At an OPEC meeting in October 1986, Fahd sent his oil minister a cable demanding Saudi Arabia's oil quota to be increased and the price of oil set at $18, which Yamani refused to sign. On 29 October 1986, a brief announcement was made on Saudi television that Yamani had been dismissed. He was replaced by Hisham Nazer.

===Other activities===
In July 1982, Yamani founded Investcorp, a private equity firm, with several other oil ministers and well-known financiers. The firm's initial investments included Tiffany & Co., Breguet, a Swiss watch maker, and Chaumet, a French jeweller. Yamani, himself known to be a watch lover, also became majority shareholder of Vacheron Constantin in 1987. In 1996, Yamani's shares were then sold to Vendôme Luxury Group, owned by Richemont. In 1988, Yamani established the Al-Furqan Islamic Heritage Foundation under the Yamani Cultural and Charitable Foundation, which endeavours to preserve and publish historically important Islamic works. In 1990, Yamani founded the Centre for Global Energy Studies, a London-based market analysis group claiming to provide objective information on energy issues. Board members have included Edward Heath, Valéry Giscard d'Estaing, and Denis Healey, all of whom were friends of Yamani.

==Personal life==
Yamani married his first wife Laila Sulaiman Faidhi, an Iraqi, in 1955. Together they had three children. Yamani's first daughter, Mai Yamani, was born in 1956, followed by second daughter Maha in 1959, and first son Hani in 1961. Mai studied anthropology and is now an author and scholar, and a former Research Fellow at the Royal Institute for International Affairs.
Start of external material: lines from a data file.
PR #380, opened 2021-11-16
Remove the MimeType type

### LINKED ISSUE #378: [INTERNAL CHANGE]: Duplicate implementation of HTTP Media Types
### Problem

As a result of merging #371, there are now two separate implementations of HTTP media types in Apodini, one in the Apodini target (and used only by the `Blob` data type), and one in the ApodiniNetworking target (and used by everything else).

These two implementations should be merged into one that is used throughout all of Apodini.

### Solution

refactor into a separate target.

### Additional context

_No response_

lukaskollmer:
Fixes #378

# Remove the MimeType type

Apodini currently has two separate implementations of HTTP media types (formerly known as MIME types). This PR removes the old one (which was used only by the `Blob` type) and replaces all of its uses with the new one.

## :gear: Release Notes 
- Remove the `MimeType` type. Use the new `HTTPMediaType` instead. Existing uses should be unaffected since the two type's public APIs are identical (the new one is a superset of the old one, to be precise).

- Consolidating these two types also included refactoring part of ApodiniNetworking out into a separate module (ApodiniNetworkingHTTPSupport). This new module currently contains only the HTTP Headers API as well as the Media Type.
- I also took the liberty to rename the `Blob` type's coding key representing the contents of the blob from `byteBuffer` to `data` (since we're storing a `Data` object in that field), and to avoid storing a nil data object (instead we now construct an empty one). This closer matches the actual behaviour of the `Blob` type, since the blob's byteBuffer property is itself non-nil, and the only reason we would've gotten a nil data object would've been because of NIO's internal behaviour, not because of the buffer actually being empty.

### Testing
The existing tests have been adopted to test the new API instead.
Note that the actual data we're testing against weren't changed, so we do in fact know that the new API behaves exactly the same way as the old one.

### Reviewer Nudging
Blob.swift is probably the file containing the most significant changes here, everything else is essentially just renaming types and variables from the old one to the new one.


PSchmiedmayer (approved):
Looks good, thanks for fixing the issue 🚀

Maha received a law degree from Cambridge, and Hani a degree in business administration.

Yamani married his second wife Tamam al Anbar on 23 March 1975, and had five children: Faisal (born 1976), Sharaf (born 1977), Sarah (born 1979), Arwa (born 1981), and Ahmed (born 1983).

Yamani was fluent in Arabic, English, and French. His negotiation style, as remarked on by Henry Kissinger, was to wine and dine other dignitaries until the point of fullness and lethargy, before beginning protracted negotiations (Reader's Digest, circa 1970).

Yamani died of heart failure on 22 February 2021 in London, aged 90, to be later buried in his hometown, Mecca.